* **EXERCISE GOAL**: Transcribe each record as written.
________________________________________
PR #543, opened 2022-02-15
chore: Remove redundant object sorting

karlkfi:
- The Solver Graph performs sorting.
  So the applier & destroyer don't need to.


mortent (approved):
/approve

PR #544, opened 2022-02-15
chore: Log YAML to V7, instead of V4

karlkfi:
- Rename "resource" to "object" in mutation code.
  Resource is a REST interface. Object is an instance of a Resource.

### DIFF
--- a/pkg/apply/mutator/apply_time_mutator.go
+++ b/pkg/apply/mutator/apply_time_mutator.go
@@ -23,9 +23,9 @@ import (
 	"sigs.k8s.io/cli-utils/pkg/object/mutation"
 )
 
-// ApplyTimeMutator mutates a resource by injecting values specified by the
+// ApplyTimeMutator mutates an object by injecting values specified by the
 // apply-time-mutation annotation.
-// The optional ResourceCache will be used to speed up source resource lookups,
+// The optional ResourceCache will be used to speed up source object lookups,
 // if specified.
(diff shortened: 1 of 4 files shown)


pkg/apply/mutator/apply_time_mutator.go
```diff
@@ -134,25 +136,26 @@ func (atm *ApplyTimeMutator) Mutate(ctx context.Context, obj *unstructured.Unstr
...
 
 		mutated = true
-		reason = fmt.Sprintf("resource contained annotation: %s", mutation.Annotation)
+		reason = fmt.Sprintf("object contained annotation: %s", mutation.Annotation)
 	}
 
 	if mutated {
-		klog.V(4).Infof("mutated target resource (%s):\n%s", targetRef, object.YamlStringer{O: obj})
+		klog.V(4).Infof("mutated target object: %s", targetRef)
+		klog.V(7).Infof("mutated target object YAML:\n%s", object.YamlStringer{O: obj})
```
Liujingfang1, line 151: I'm curious why logging the whole object yaml instead of the fields being mutated.

karlkfi: It's mostly just for debugging when the JSONPath fails to identify the field you wanted.

Liujingfang1: Ack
________________________________________
* **YOUR SOLUTION**:
PR #543, opened 2022-02-15
chore: Remove redundant object sorting

karlkfi:
- The Solver Graph performs sorting.
  So the applier & destroyer don't need to.


mortent (approved):
/approve

PR #544, opened 2022-02-15
chore: Log YAML to V7, instead of V4

karlkfi:
- Rename "resource" to "object" in mutation code.
  Resource is a REST interface. Object is an instance of a Resource.

### DIFF
--- a/pkg/apply/mutator/apply_time_mutator.go
+++ b/pkg/apply/mutator/apply_time_mutator.go
@@ -23,9 +23,9 @@ import (
 	"sigs.k8s.io/cli-utils/pkg/object/mutation"
 )
 
-// ApplyTimeMutator mutates a resource by injecting values specified by the
+// ApplyTimeMutator mutates an object by injecting values specified by the
 // apply-time-mutation annotation.
-// The optional ResourceCache will be used to speed up source resource lookups,
+// The optional ResourceCache will be used to speed up source object lookups,
 // if specified.
(diff shortened: 1 of 4 files shown)


pkg/apply/mutator/apply_time_mutator.go
```diff
@@ -134,25 +136,26 @@ func (atm *ApplyTimeMutator) Mutate(ctx context.Context, obj *unstructured.Unstr
...
 
 		mutated = true
-		reason = fmt.Sprintf("resource contained annotation: %s", mutation.Annotation)
+		reason = fmt.Sprintf("object contained annotation: %s", mutation.Annotation)
 	}
 
 	if mutated {
-		klog.V(4).Infof("mutated target resource (%s):\n%s", targetRef, object.YamlStringer{O: obj})
+		klog.V(4).Infof("mutated target object: %s", targetRef)
+		klog.V(7).Infof("mutated target object YAML:\n%s", object.YamlStringer{O: obj})
```
Liujingfang1, line 151: I'm curious why logging the whole object yaml instead of the fields being mutated.

karlkfi: It's mostly just for debugging when the JSONPath fails to identify the field you wanted.

Liujingfang1: Ack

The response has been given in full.